-- PROVIDED MATERIAL --
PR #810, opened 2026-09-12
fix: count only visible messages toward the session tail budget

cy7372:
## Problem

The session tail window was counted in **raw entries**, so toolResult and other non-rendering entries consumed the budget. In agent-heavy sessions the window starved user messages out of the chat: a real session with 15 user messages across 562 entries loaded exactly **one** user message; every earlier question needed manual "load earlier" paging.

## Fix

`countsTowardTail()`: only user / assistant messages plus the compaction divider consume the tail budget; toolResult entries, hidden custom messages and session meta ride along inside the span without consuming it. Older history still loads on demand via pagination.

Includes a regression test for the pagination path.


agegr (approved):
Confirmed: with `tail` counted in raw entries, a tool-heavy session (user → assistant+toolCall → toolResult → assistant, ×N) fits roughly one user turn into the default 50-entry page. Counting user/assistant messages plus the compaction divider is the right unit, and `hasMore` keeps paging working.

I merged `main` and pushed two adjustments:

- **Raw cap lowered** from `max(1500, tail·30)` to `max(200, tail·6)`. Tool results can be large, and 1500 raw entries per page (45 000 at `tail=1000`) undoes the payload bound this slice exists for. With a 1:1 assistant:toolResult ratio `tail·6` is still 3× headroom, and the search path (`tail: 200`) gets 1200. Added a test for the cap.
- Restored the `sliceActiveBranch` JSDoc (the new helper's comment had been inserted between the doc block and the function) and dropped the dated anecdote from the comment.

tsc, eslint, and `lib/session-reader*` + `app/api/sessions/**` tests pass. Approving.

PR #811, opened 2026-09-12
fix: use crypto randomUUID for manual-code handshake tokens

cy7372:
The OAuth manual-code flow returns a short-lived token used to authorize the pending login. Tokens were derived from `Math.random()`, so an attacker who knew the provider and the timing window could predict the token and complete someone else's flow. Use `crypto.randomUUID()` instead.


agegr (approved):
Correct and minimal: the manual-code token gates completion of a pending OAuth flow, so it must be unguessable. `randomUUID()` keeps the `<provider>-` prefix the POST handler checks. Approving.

-- WHAT YOU SHOULD DO --
Could you output every entry above exactly as it stands?

-- TASK SOLUTION --
PR #810, opened 2026-09-12
fix: count only visible messages toward the session tail budget

cy7372:
## Problem

The session tail window was counted in **raw entries**, so toolResult and other non-rendering entries consumed the budget. In agent-heavy sessions the window starved user messages out of the chat: a real session with 15 user messages across 562 entries loaded exactly **one** user message; every earlier question needed manual "load earlier" paging.

## Fix

`countsTowardTail()`: only user / assistant messages plus the compaction divider consume the tail budget; toolResult entries, hidden custom messages and session meta ride along inside the span without consuming it. Older history still loads on demand via pagination.

Includes a regression test for the pagination path.


agegr (approved):
Confirmed: with `tail` counted in raw entries, a tool-heavy session (user → assistant+toolCall → toolResult → assistant, ×N) fits roughly one user turn into the default 50-entry page. Counting user/assistant messages plus the compaction divider is the right unit, and `hasMore` keeps paging working.

I merged `main` and pushed two adjustments:

- **Raw cap lowered** from `max(1500, tail·30)` to `max(200, tail·6)`. Tool results can be large, and 1500 raw entries per page (45 000 at `tail=1000`) undoes the payload bound this slice exists for. With a 1:1 assistant:toolResult ratio `tail·6` is still 3× headroom, and the search path (`tail: 200`) gets 1200. Added a test for the cap.
- Restored the `sliceActiveBranch` JSDoc (the new helper's comment had been inserted between the doc block and the function) and dropped the dated anecdote from the comment.

tsc, eslint, and `lib/session-reader*` + `app/api/sessions/**` tests pass. Approving.

PR #811, opened 2026-09-12
fix: use crypto randomUUID for manual-code handshake tokens

cy7372:
The OAuth manual-code flow returns a short-lived token used to authorize the pending login. Tokens were derived from `Math.random()`, so an attacker who knew the provider and the timing window could predict the token and complete someone else's flow. Use `crypto.randomUUID()` instead.


agegr (approved):
Correct and minimal: the manual-code token gates completion of a pending OAuth flow, so it must be unguessable. `randomUUID()` keeps the `<provider>-` prefix the POST handler checks. Approving.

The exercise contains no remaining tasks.